Es gibt sehr viele unterschiedliche Themen, die auf der Agenda dieser Legislaturperiode stehen. Dazu gehört das Betreuungsgeld, für das ich bis zur Sommerpause einen Gesetzesentwurf vorlegen werde. Besonders wichtig finde ich den Kitaausbau, der weiter vorangehen muss bis zum Rechtsanspruch auf einen Kitaplatz für unter Dreijährige, den es ab 2013 geben wird. Außerdem arbeite ich an einer besseren Unterstützung ungewollt kinderloser Paare, für das die nötigen Bundesmittel bereits zur Verfügung stehen – hier hoffe ich, dass jetzt möglichst viele Bundesländer ihr Herz über die Hürde werfen und mit uns zusammen entsprechende Vereinbarungen unterschreiben. Und auch das deutschlandweite Hilfetelefon zur Bekämpfung von Gewalt gegen Frauen, das Ende dieses Jahres starten wird, liegt mir sehr am Herzen.
 
Glauben Sie daran, dass es in kommenden Jahren für Frauen in Führungspositionen zur Normalität werden kann, Mutter zu werden und auch zu sein? 
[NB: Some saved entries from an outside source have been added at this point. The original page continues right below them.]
PR #4346, opened 2024-10-03
features + bug fixes for granular simulations w/ Kokkos

### LINKED ISSUE #4219: [BUG] _Wrong forces input for bulk stress tensor calculation in pair granular/hooke/history/kk_
**Summary**

Miscalculated stress tensor with pair granular/hooke/history/kk under isotropic compression of an FCC granular sample (see Ref. 1 for more information about the input file and system details). 

version: 17 Apr 2024

**Expected Behavior**
The diagonal component of stress tensor must be almost equal, and the off-diagonal ones must be nearly zero.

**Actual Behavior**

Unphysical differences for the diagonal stress components and high values of the off-diagonal ones.

**Bug Identification**
By delving into the file pair_gran_hooke_history_kokkos.cpp, I identified that the problem is related to the force input in procedures *ev_tally_xyz_atom* and *ev_tally_xyz* in *PairGranHookeHistoryKokkos::operator()*. Both receive the accumulated forces *fx_i*, *fy_i*, and *fz_i* as input, following the code notation; therefore, there is an overaccumulation of stresses.

**Potential Solution**
I have addressed the issue using the pair forces *fx*, *fy*, and *fz*; the outcome results are the expected ones. This is because the stress for every pair force must be computed before the summation is correctly done. This bug does not affect the force calculations but the resulting stress and barostat simulations.

*replace current code lines in PairGranHookeHistoryKokkos::operator()*
'''
if (EVFLAG == 2)
      ev_tally_xyz_atom<NEIGHFLAG, NEWTON_PAIR>(ev, i, j, fx_i, fy_i, fz_i, delx, dely, delz);
if (EVFLAG == 1)
      ev_tally_xyz<NEWTON_PAIR>(ev, i, j, fx_i, fy_i, fz_i, delx, dely, delz);
'''
*by*
'''
if (EVFLAG == 2)
      ev_tally_xyz_atom<NEIGHFLAG, NEWTON_PAIR>(ev, i, j, fx, fy, fz, delx, dely, delz);
if (EVFLAG == 1)
      ev_tally_xyz<NEWTON_PAIR>(ev, i, j, fx, fy, fz, delx, dely, delz);

'''

**Steps to Reproduce**
Since I wanted to reproduce the results of the cited paper, I also modified the Hooke model to have the Hertz model instead, creating a new pair: pair granular/hertz/history/kk. That is done by multiplying tangential and normal forces by the polyhertz similar to pair_gran_hertz_history.cpp from the GRANULAR package. The .h and .cpp files of the hertz pair are also shared here. Perhaps this pair interaction or a version of it can be deployed in LAMMPS.

1. Compile lammps with kokkos and granular packages, including the ,h and .cpp files.
2. Run with the attached input file and the initial positions file.
'''
mpirun -np 1 lmp -k on g 1 -sf kk -pk kokkos newton off neigh half comm device gpu/aware on binsize 0.0105-in Isotropic_mu0_0.0.in
'''

[attached files](https://drive.google.com/file/d/1CNB_xPTOUBgqsybQ2OV1vE9MkApbjnEV/view?usp=sharing).

1 - Salomon, J., O’Sullivan, C., & Patino-Ramirez, F. (2024). On data benchmarking and verification of discrete granular simulations. Data in Brief , 53 , 110252.
Data: [Validation and Benchmark Dataset for Discrete Element Method Simulations](https://zenodo.org/records/10411062)

cjknight:
**Summary**

This is a collection of added features and bug fixes encountered when trying to run a Kokkos workload that included the gran/hooke/history pair_style, deform fix, and temp/deform compute.

* Added brownian/kk pair style
* gran/hooke/history
  * fixed call to virial function: e.g. fx_i was being used instead of fx
  * fixed issue with global virial not calculated correctly
  * might be simpler fix, but this is largely copy+paste from lj/cut/dipole/cut/kk (minus energy)
* npair_kokkos
  * fixed issue where particle pairs were missing 
* compute temp/deform
  * fixed host sync issue to correct output
* fix deform
  * fixed a performance regression where host sync only needs to occur in one scenario
  * I believe this is correct based on version before recent refactoring
  * It was a significant performance degradation in the particular workload I’m working with (Loop time of 45 vs. 9 seconds on single A100 GPU)
* gran/hooke/history comm memory leak
  * the prior size of comm array was being checked for growing the array or not
  * this value fluctuates over course of run leading to memory leak causing GPU runs to quickly crash
  * new variable introduced to track largest size of array; stable simulation for millions of steps (i.e. GPU memory usage plateaued)
* I’m withholding a kokkos pairstyle for the time being derived from lubricate
  * The modification to pair_lubricate.cpp/.h can be discarded for now if preferred

**Related Issue(s)**

Fixes #4219

**Author(s)**

Chris Knight (ANL)
Suman Chakraborty (Purdue)

**Licensing**

**Backward Compatibility**

No issues, but this will change results for the better.

**Implementation Notes**

Several test simulations were validated on Polaris@ALCF comparing energies, forces, and virials for tens of steps as well as comparison of CPU & GPU results from multi-million step simulations.

**Post Submission Checklist**


stanmoore1:
@cjknight Wow good work, thanks! We'll take a look.

akohlmey:
@cjknight check out issue #4219 this seems related.

cjknight:
Ooooh, yes, it is. That's the same fix here. 

I believe that one-liner is enough for correct per-atom virials, but the total pressure still didn't match cpu runs. Copying over and massaging the virial tally logic from other pair style gave me consistent virial-related results: cpu, kokkos/openmp, kokkos/cuda.

akohlmey:
@cjknight please go to the src folder, type `make fix-whitespace` and commit the changes. That should recover the programming style test.

stanmoore1:
@cjknight I made a few tweaks, can you retest? Especially `compute temp/deform/kk`, I don't think the sync to host is needed--if it is needed then I think there is a bug somewhere else. Otherwise this looks great.

stanmoore1:
Also need to update the docs for `brownian/kk` pair style

cjknight:
@stanmoore1  I believe the problem in this particular workload is that the output of `compute temp/deform/kk` is immediately consumed by another compute that runs on the host. Here's a sorta minimal reproducer for this one.

```
$ cat in.test
variable	rate equal 1
variable	fric equal 50000000*${rate}

units		lj
atom_style	sphere
dimension	3 
boundary        p p p
newton		off

variable        L equal 30
lattice         fcc  1.07
region          box  block 0 ${L} 0 ${L} 0 ${L}
create_box      1 box
create_atoms    1 box

pair_style      gran/hooke/history ${fric} ${fric} 0 0 1 0 
pair_coeff      * *

comm_modify	vel yes
change_box	all triclinic

fix		tintegrate all nve/sphere

fix		def all deform 1 xz erate ${rate} remap v units box

compute		deformT all temp/deform
compute		realT all temp/sphere bias deformT
thermo_modify	temp realT

thermo_style    custom step temp c_deformT c_realT ke pe etotal press
thermo		1

timestep	0.000001
run             1
```

cpu run
```
   Step          Temp        c_deformT       c_realT         KinEng         PotEng         TotEng         Press     
         0   0              122.98532      61.492373      0              0              0              131.59307    
         1   0              122.98532      61.492373      0              0              0              131.59307    
```

gpu run
```
   Step          Temp        c_deformT       c_realT         KinEng         PotEng         TotEng         Press     
         0   0              122.98532      61.492373      0              0              0              131.59307    
         1   0              122.98532      0              0              0              0              0            
```

I get correct thermo output adding back in a couple `atomKK->sycn(Host, V_MASK);` calls. I'd have to look again what setup is doing differently that step 0 output matches.

stanmoore1:
@cjknight OK thanks I'll take a look

cjknight:
Kokkos support now mentioned in the top-level pair commands and brownian pages. i'm sure i'm missing where else it needs to be called out...

akohlmey:
> i'm sure i'm missing where else it needs to be called out...

If you run "make html" in the doc folder, it should translate the manual and run a list of checks and mention missing items or collisions.
Any warnings produced by this are hints of missing changes or typos.

cjknight:
thanks @akohlmey !!

stanmoore1:
@cjknight can you also add the boiler plate note as in other styles (if it isn't in there already)? It goes near the bottom. Thanks

```
----------

.. include:: accel_styles.rst

----------
```

I see how to fix the sync issue, will require a small refactor...

stanmoore1:
I confirmed that the refactor fixed the issue in the reproducer above. I will run this through Kokkos regression testing, then it should be ready to merge from my POV.

cjknight:
Looks good to me with the "real" workload I've been playing with. 

It's a shame adding X_MASK to that sync increases runtime so much (10.2 vs. 9.2 seconds).

stanmoore1:
>It's a shame adding X_MASK to that sync increases runtime so much (10.2 vs. 9.2 seconds).

@cjknight do you mean this line? https://github.com/lammps/lammps/pull/4346/files#diff-5740126004ad4ff0b529785a58530fe1697bbe5a7c49e5af4c0608729d4f34e1R206

In the script above, it uses `compute temp/sphere` which isn't ported to Kokkos. That slowdown would likely go away and even get a speedup if someone ported `compute temp/sphere`.

cjknight:
Yeah, that's the line I was referring too.

I can look into porting temp/sphere, but not in this PR.

stanmoore1:
The issue is that `compute temp/sphere` moves all the data to host, then marks everything including "x" as modified because as a non-Kokkos style we don't know what was actually changed. Then the new "x" sync moves data even though it isn't actually needed. The easy solution would be to change the masks in  `compute temp/sphere` to only move the needed data. Better would be to port it to Kokkos, but that is a lot more work.

akohlmey:
@cjknight @stanmoore1 This is now merged with upstream, so the automated tests will pass. I also re-checked the docs and they are consistent (there is one warning, but that is anticipating a change from another PR).
I manually triggered the full non-KOKKOS regression tests. If those pass, this PR should be ready for merge.

stanmoore1:
@cjknight I think that slowdown should be gone with 2c73866.

jtclemm (approved):
I went through the changes and everything looks good to me, but I don't think my review is the important one here.

akohlmey:
> I went through the changes and everything looks good to me, but I don't think my review is the important one here.

Thanks anyway. When making changes to accelerator packages, there is always the lingering doubt that one is missing something that is required by the model and that the optimizations/corrections will work for the test case(s) at hand, but may fail for others in unexpected ways. So to have a quick "sanity check" is very helpful.

Specifically for neighbor lists and most types of granular simulations we are rather light on tests.

stanmoore1:
Regression test failure seems unrelated to this PR:
```
  File "/data/builder/workspace/dev/pull_requests/ubuntu/regression_tests/cmake_regression_mpi/pyenv/lib/python3.10/site-packages/nose/suite.py", line 106, in _set_tests
    if isinstance(tests, collections.Callable) and not is_suite:
AttributeError: module 'collections' has no attribute 'Callable'
Traceback (most recent call last):
```

stanmoore1:
Internal Kokkos regression tests (OpenMP and CUDA) passed with no new failures.

stanmoore1:
This PR is ready to merge from my POV.

PR #4349, opened 2024-10-06

akohlmey:
**Summary**

This pull request contains multiple small changes and fixes

**Related Issue(s)**

N/A

**Author(s)**

Axel Kohlmeyer, Temple U

**Licensing**

**Backward Compatibility**

N/A

**Implementation Notes**

The following individual changes are included.
- simplify the preset for the IntelLLVM compiler. Use local linalg since local BLAS/LAPACK may not be ABI compatible.
- use `-fp-model precise` with IntelLLVM compilers.
- use std::vector<>.data() consistently in the ELECTRODE package and fix sgcmc to access the underlying pointer
- Skip tests with KokkosOpenMP when GPU support is included (e.g. CUDA, HIP, or SYCL) since KOKKOS enforces use of GPUs in that case, so we cannot test with OpenMP only as desired.
- relax some force-style test epsilon values for compatibility with IntelLLVM compilers
- must use fabs() instead of abs() when operating on floating point numbers in fix qeq/ctip
- reformat files with clang-format
- fix bug when building Kokkos atom map on the host (i.e. `-pk kokkos atom/map no`) using a "hash" style map. The shallow copy of `Kokkos::UnorderedMap` is not working as expected, need to use an alias instead
- consolidate kspace communication enumerators in kspace.h header
- remove unused code in PPPM/MSM styles of the DIELECTRIC package
- allow Sphinx 8.x for building the documentation
- replace globbed toctrees for pair, bond, angle, dihedral, improper, computes, and fixes with python script generated files so that duplicate entries are avoided (and Sphinx won't complain about them or pick the wrong one as the canonical one)

**Post Submission Checklist**


robeme (approved):
As far as ELECTRODE is concerned, everything is fine. However, @ludwig-ahrens and I noticed that some efield unit tests did not complete. We traced this back to the missing prerequisite `atom dipole` in the yamls `fix-timestep-efield_dipole_const.yaml` and `fix-timestep-efield_dipole_variable.yaml`. Would it be a good idea to add this prerequisite in both yamls?

akohlmey:
> We traced this back to the missing prerequisite `atom dipole` in the yamls `fix-timestep-efield_dipole_const.yaml` and `fix-timestep-efield_dipole_variable.yaml`. Would it be a good idea to add this prerequisite in both yamls?

@robeme Thanks for the note. These tests were added only recently by @alphataubio.
Yes, the dependency needs to be added. This is done in commit e6c9353ccf028b9a9ad928bc8bc8709075af59b4

akohlmey:
@ndtrung81 please have a look at the changes I made to the dielectric package.

ndtrung81:
@akohlmey sorry for the bug in `msm_dielectric.cpp`. Thanks for fixing it! Also for cleaning up `pppm*/dielectric` and `pppm/gpu`.

akohlmey:
@lammps/core this is waiting now for almost a week for a review...

ndtrung81 (approved):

Ja, daran glaube ich fest. Denn ich kann heute schon feststellen, dass mehr und mehr Frauen, die beruflich erfolgreich sind, Kinder bekommen und in ihrem Beruf trotzdem weiterhin vorankommen. Wichtig ist, dass wir für Mütter und Väter gute Bedingungen schaffen, damit sie Beruf und Familie miteinander vereinbaren können. Der Kitaausbau, das Elterngeld oder familienfreundliche Arbeitszeiten sind wichtige staatliche Maßnahmen, um Familien diese Vereinbarkeit zu ermöglichen. Vor allem aber müssen wir bei den Unternehmenskulturen ansetzen. Denn bislang können zu oft nur diejenigen wirklich Karriere machen, denen zuhause jemand den Kühlschrank befüllt, den Nachwuchs versorgt und den Nachschub an frisch gebügelter Kleidung sicherstellt. Die Arbeitswelt muss ein Stück weiblicher werden und das Familienleben etwas männlicher. Ich bin guter Dinge, dass sich diese Einsicht durchsetzt.